A hierarchical version was later developed by Boulton, again in Algol, but has been less widely used.
A Fortran version including some algorithmic improvements was developed by Wallace, and extended by David Dowe, over the late 70s and 80s. In particular, Wallace 1986 [2], 1990 [3], and Wallace and Dowe 1994 [4] correct this, with Wallace and Dowe (1994) also introducing Poisson and von Mises circular distributions.
The present “Vanilla” version is written in C, and has minor algorithmic and interface improvements over the Fortran version. It was written by Wallace in July and August 2002. It includes only Gaussian and multistate distributions. It has slightly different file formats as well.
The input data required by Snob is basically a set of records, one for each thing or case in the data sample. Each record contains values for each of several variables as measured or observed for that thing. The same set of variables appears for each thing. Thus, the sample data is essentially just a rectangular table of values with a row (i.e. record) for each thing and a column for each variable.
Not every value need be known for each thing: Snob provides for “missing” values in the table.
The Vanilla version currently provides for just two types of variable, “Continuous” and “Multistate”. I expect to add a third, for angular data, shortly.
Each variable type has a type code.
A “continuous” variable is one that takes real values in a continuum. A value of this type appears as a decimal number with or without a fractional part, e.g. “327”, “-108.2”, “.777”, “.0099”, “0”.

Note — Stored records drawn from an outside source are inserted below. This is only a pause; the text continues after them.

PR #7432, opened 2022-05-02
[Templating] Realign platforms on invalid $when behavior

### LINKED ISSUE #6630: [Rendering] Discrepancy (in js and C# libraries) while rendering an AC template containing an invalid "$when" condition
### Target Platforms

NodeJS

### SDK Version

latest

### Application Name

Microsoft Search

### Problem Description

We observe that, when the Adaptive card contains an invalid $when condition (an example of which is given below)

Example:
"$when": "https://searchuxcdn.azureedge.net/designerapp/images/servicenow-icon.png!=\"\""

The C# Templating library throws an exception, when we try to bind the template with data -> adaptiveTemplate.Expand(source),  with the following exception message:  "String was not recognized as a valid Boolean." 

However, the JS library  treats it as a valid string and displays the result evaluating the condition to true.
Can this discrepancy be fixed ?

### Screenshots

_No response_

### Card JSON

```JSON
{
    "type": "AdaptiveCard",
    "body": [
        {
            "type": "TextBlock",
            "size": "Medium",
            "weight": "Bolder",
            "text": "${title}",
            "$when": "https://searchuxcdn.azureedge.net/designerapp/images/servicenow-icon.png!=\"\""
        }
    ],
    "version": "1.5"
}
```

### Sample Code Language

C#

### Sample Code

_No response_

anna-dingler:
# Related Issue

Fixes #6630 

# Description

Realign expected behavior for invalid boolean expressions for $when on JS and .NET Templating platforms.

Scenarios:
- If the given string is not an expression (ex: `"$when": "notAnExpression"`)
- If the given expression is invalid/not found in data (ex: `"$when": "${invalidExpression}"`)

In both scenarios, the $when condition should evaluate to `false` (drop the element) and issue a warning.

# Sample Card

## Test 1 - Not an Expression

```
{
    "type": "AdaptiveCard",
    "body": [
        {
            "type": "TextBlock",
            "size": "Medium",
            "weight": "Bolder",
            "text": "${title}",
            "$when": "NotAnExpression"
        }
    ],
    "version": "1.5"
}
```

## Test 2 - Invalid Expression No Data

```
{
    "type": "AdaptiveCard",
    "body": [
        {
            "type": "TextBlock",
            "size": "Medium",
            "weight": "Bolder",
            "text": "${title}",
            "$when": "${InvalidExpression}"
        }
    ],
    "version": "1.5"
}
```

## Test 3 - Invalid Expression with Data

Card

```
{
    "type": "AdaptiveCard",
    "body": [
        {
            "type": "TextBlock",
            "size": "Medium",
            "weight": "Bolder",
            "text": "${title}",
            "$when": "${InvalidExpression}"
        }
    ],
    "version": "1.5"
}
```

Data
```
{
   "test": "dummyData"
}
```

# How Verified

Verified manually with adaptivecards-site and WPF Visualizer. I also added test cases to both platforms.

###### Microsoft Reviewers: [Open in CodeFlow](https://portal.fabricbot.ms/api/codeflow?pullrequest=https://github.com/microsoft/AdaptiveCards/pull/7432)

### DIFF
--- a/source/dotnet/Library/AdaptiveCards.Templating/AdaptiveCardsTemplateVisitor.cs
+++ b/source/dotnet/Library/AdaptiveCards.Templating/AdaptiveCardsTemplateVisitor.cs
@@ -502,7 +502,8 @@ namespace AdaptiveCards.Templating
                                 Console.WriteLine($"WARN: Could not evaluate {returnedResult} because it is not an expression or the " +
                                     $"expression is invalid. The $when condition has been set to false by default.");
                                 
-                            } else
+                            }
+                            else
                             {
                                 whenEvaluationResult = returnedResult.WhenEvaluationResult;
                             }
--- a/source/dotnet/Library/AdaptiveCards.Templating/AdaptiveCardsTemplateVisitor.cs
+++ b/source/dotnet/Library/AdaptiveCards.Templating/AdaptiveCardsTemplateVisitor.cs
@@ -495,7 +495,17 @@ namespace AdaptiveCards.Templating
 
                         if (returnedResult.IsWhen)
                         {
-                            whenEvaluationResult = returnedResult.WhenEvaluationResult;
+                            if (returnedResult.WhenEvaluationResult == AdaptiveCardsTemplateResult.EvaluationResult.NotEvaluated)
+                            {
+                                // The when expression could not be evaluated, so we are defaulting the value to false
+                                whenEvaluationResult = AdaptiveCardsTemplateResult.EvaluationResult.EvaluatedToFalse;
+                                Console.WriteLine($"WARN: Could not evaluate {returnedResult} because it is not an expression or the " +
+                                    $"expression is invalid. The $when condition has been set to false by default.");
+                                
+                            } else
+                            {
+                                whenEvaluationResult = returnedResult.WhenEvaluationResult;
+                            }
                         }
                         else
                         {
@@ -667,6 +677,15 @@ namespace AdaptiveCards.Templating
             // this node is visited only when parsing was correctly done
             // [ '{', '$when', ':', ',', 'expression'] 
             var result = Visit(context.templateExpression());
+
+            if (!result.IsWhen)
+            {
+                // We know that this result was supposed to be IsWhen since it is called from VisitTemplateWhen
+                // We create a result with `IsWhen = false` if the expression is invalid
+                // Result will now correctly follow the rest of the IsWhen logic
+                result.IsWhen = true;
+            }
+
             return result;
         }
 
@@ -728,7 +747,17 @@ namespace AdaptiveCards.Templating
             var (value, error) = new ValueExpression(Regex.Unescape(predicate)).TryGetValue(data);
             if (error == null)
             {
-                return bool.Parse(value as string);
+                try
+                {
+                    return bool.Parse(value as string);
+                }
+                catch (System.FormatException)
+                {
+                    // If the expression didn't evaluate to a boolean, we need to return false
+                    Console.WriteLine($"WARN: Could not evaluate boolean expression because it could not be found in the provided data. " +
+                                    "The condition has been set to false by default.");
+                    return false;
+                }
             }
             return true;
         }
--- a/source/dotnet/Library/AdaptiveCards.Templating/AdaptiveCardsTemplateVisitor.cs
+++ b/source/dotnet/Library/AdaptiveCards.Templating/AdaptiveCardsTemplateVisitor.cs
@@ -499,6 +499,7 @@ namespace AdaptiveCards.Templating
                             {
                                 // The when expression could not be evaluated, so we are defaulting the value to false
                                 whenEvaluationResult = AdaptiveCardsTemplateResult.EvaluationResult.EvaluatedToFalse;
+                                // TODO: Expose this warning to caller - documented in issue #7433
                                 Console.WriteLine($"WARN: Could not evaluate {returnedResult} because it is not an expression or the " +
                                     $"expression is invalid. The $when condition has been set to false by default.");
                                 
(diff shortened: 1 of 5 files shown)


source/nodejs/adaptivecards-templating/src/template-engine.ts
```diff
@@ -413,8 +413,17 @@ export class Template {
                     if (!evaluationResult.error) {
                         whenValue = typeof evaluationResult.value === "boolean" && evaluationResult.value;
                     }
+                    
+                    if (!evaluationResult.value) {
+                        // Value was not found, and we should warn the client that the Expression was invalid
+                        console.warn(`WARN: Unable to parse the Adaptive Expression ${when}. The $when condition has been set to false by default.`);
```
licanhua, line 419: Don't use console to report error. dev can't see it

source/dotnet/Library/AdaptiveCards.Templating/AdaptiveCardsTemplateVisitor.cs
```diff
@@ -728,7 +748,17 @@ public static bool IsTrue(string predicate, JToken data)
             var (value, error) = new ValueExpression(Regex.Unescape(predicate)).TryGetValue(data);
             if (error == null)
             {
-                return bool.Parse(value as string);
+                try
```
licanhua, line 751: Personally, I prefer to just crash the app.
silent eats the exception may cause confusion for customers.

From me, it's a breaking change, and you need to align with PM.

source/nodejs/adaptivecards-templating/src/template-engine.ts
anna-dingler: That's a good call out. Is there another way to warn developers without crashing templating?

source/dotnet/Library/AdaptiveCards.Templating/AdaptiveCardsTemplateVisitor.cs
anna-dingler: We had a discussion thread about how the platforms should align on the original issue. JS templating handled the invalid input without crashing, whereas .NET crashed 

https://github.com/microsoft/AdaptiveCards/issues/6630#issuecomment-1113643312

anna-dingler: I spoke with @rahulamlekar to connect with the PM team, and he likes the proposed solution (set to false and warn the user).

source/nodejs/adaptivecards-templating/src/template-engine.ts
paulcam206: It doesn't look like either templating library currently exposes warnings/errors to callers. I think the right approach would be similar to how things are done in Adaptive Cards more broadly where we pass along a list of strings that we can add warnings to... and then make those strings available to the caller in the results we hand back. We'd obviously need to introduce that without making it a breaking change.

So for C#, I'd expect:
* add optional out parameters to the `AdaptiveCardTemplate.Expand` methods that's an array of warning strings

and for JS I'd expect:
* add an overload for the `Template.expand` method that takes an out parameter that's an array of warning strings (or alternatively, maybe an optional out parameter?)

if you think these changes fit nicely within this PR, feel free to make them. if you'd rather address them separately or think it's too much of a change to deal with right now, feel free to file a bug and reference that bug in code comments for this PR

source/dotnet/Library/AdaptiveCards.Templating/AdaptiveCardsTemplateVisitor.cs
```diff
@@ -495,7 +495,18 @@ public override AdaptiveCardsTemplateResult VisitObj([NotNull] AdaptiveCardsTemp
 
                         if (returnedResult.IsWhen)
                         {
-                            whenEvaluationResult = returnedResult.WhenEvaluationResult;
+                            if (returnedResult.WhenEvaluationResult == AdaptiveCardsTemplateResult.EvaluationResult.NotEvaluated)
+                            {
+                                // The when expression could not be evaluated, so we are defaulting the value to false
+                                whenEvaluationResult = AdaptiveCardsTemplateResult.EvaluationResult.EvaluatedToFalse;
+                                Console.WriteLine($"WARN: Could not evaluate {returnedResult} because it is not an expression or the " +
```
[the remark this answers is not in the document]
paulcam206: (see comment below)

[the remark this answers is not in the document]
anna-dingler: I've created a new issue for this here: https://github.com/microsoft/AdaptiveCards/issues/7433

source/nodejs/adaptivecards-templating/src/template-engine.ts
anna-dingler: I've created a new issue for this here: https://github.com/microsoft/AdaptiveCards/issues/7433

jwoo-msft: it would be nice if the addition of warning is addressed before we make next release.

jwoo-msft (approved):
it looks good, my only reservation is the implementation of warning. I will almost say it is necessary to have this implemented before we make next release since we are changing the behavior adding the warning will give the dev more flexibility to adapt to our changes.

anna-dingler:
> it looks good, my only reservation is the implementation of warning. I will almost say it is necessary to have this implemented before we make next release since we are changing the behavior, adding the warning will give the dev more flexibility to adapt to our changes.

Thanks for reviewing! I'm working on updating the warning implementation now, so I'll make that PR before making the next release.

In the Snob model, the distribution of a continuous variable within one class is modeled by a Normal or Gaussian distribution with parameters Mean and Standard Deviation (SD).
As this distribution form is symmetrical, and can cover both negative and positive values, it may be inappropriate for a data variable which is by its nature strictly positive, e.g. mass, height, age since birth etc. It may be preferable to transform values of such a variable by replacing them by their logarithms before submitting to Snob. However, previous experience suggests that this transformation makes little difference to the class structure found, unless the values cover a wide ratio range.
Multiplicative and/or additive scaling of continuous values, if done uniformly to the same variable for all things, does not affect the structure found by Snob. However, as the mean and SD estimates for a class distribution are printed by Snob to 6 decimal places, prescaling to bring data values to a typical magnitude not less than 0.1 and not more than 1000 is advisable.
Precision: Snob takes note of the precision with which continuous data has been recorded. This precision has a small effect on the results, but may become important if some discovered class has, for some variable, a SD not much bigger than the precision quantum. The precision quantum for a real-valued variable is called `eps', and must be stated in the data file as described later. Some examples may clarify the matter. Suppose that a data variable is “bank account balance”, that the data values involved range between $1000000 credit and $300000 debt, and balances have been recorded only to the nearest $100. Then the limitations of the Snob output formats suggests that the data values be scaled to units of $10,000, so the data values will then range from +100 to -30. The `eps' for the balance variable is then 0.01, because 0.01 times $10,000 is $100. Suppose another variable is (a person's) age, which is to be used untransformed, and has been recorded as an integer number of years. Then `eps' for this variable is 1 (or 1.0), representing a quantum of one year.
Note that the eps quantum shows the precision with which the data values are stated, not their accuracy. For instance, systolic blood pressures are normally recorded as an integer number (of mm of Hg) but are rarely reproducible to better than ±3 mm. The precision of the data is then 1, even though the likely error in each value is of order 3. `eps' should be entered as 1 or 1.0.
The vanilla version allows up to 50 states for a discrete variable.
Within a class, the statistical distribution of a discrete variable is modeled by a multinomial distribution, i.e. by a probability for each state, the probabilities summing to 1.
Snob uses four sorts of input file. These are Variable-Set files, Sample files, Member files and Population files. Hereafter, these are referred to as vset, samp, mrep and prep files. Files of each type must have names ending with the suffixes “.vset”, “.samp”, “.mrep”, or “.prep”.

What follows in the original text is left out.